Il figlio di Gigi Riva, Nicola si è raccontato in una lunga intervista a Il Messaggero: “Sono del 1976 e quindi non l’ho visto giocare. Da bambino per me papà era solo un calciatore famoso. Ma non esistevano Internet o YouTube, per guardare i suoi gol aspettavo che ci fosse una ricorrenza o una sua partecipazione – rara – a un programma Tv. Era un’emozione, ogni volta: mi venivano le lacrime. Fu un conflitto, da appassionato di calcio: capivo che era mio padre, ma anche che era Gigi Riva“.
Come è stato essere il figlio di Riva? «Una sollecitazione continua, sin da bambino. Quando giocavo a pallone, il paragone era difficile da sostenere.

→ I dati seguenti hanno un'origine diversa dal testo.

PR #1164, opened 2024-11-11
nix-daemon: enable by default

Enzime:
Single user installs have been unsupported by the official Nix installer since 2.4.

### DIFF
--- a/README.md
+++ b/README.md
@@ -68,7 +68,6 @@ Configuration lives in `~/.nixpkgs/darwin-configuration.nix`. Check out
     ];
 
   # Auto upgrade nix package and the daemon service.
-  services.nix-daemon.enable = true;
   nix.package = pkgs.nix;
 }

Io cominciai a sei anni, ma quando passai al Cagliari, a 14, la maglia era pesantissima e io con questo cognome non mi sentivo sereno. Ho avuto un rifiuto e ho smesso: per quattro anni non ho voluto più saperne del calcio. Avevo la consapevolezza che diventare come lui sarebbe stato impossibile».
In tutto questo suo padre? «E’ rimasto al di fuori. Non è mai venuto a vedermi, non mi ha mai dato un consiglio. Non voleva essere un peso per me. Invece allo stesso tempo io avrei avuto bisogno di un parere, di un sostegno».
Guardavate le partite insieme? «Mai. Ce lo proibiva, quando eravamo a cena con lui. Soffriva: Cagliari e Nazionale lo facevano star male. Pativa la tensione, si agitava».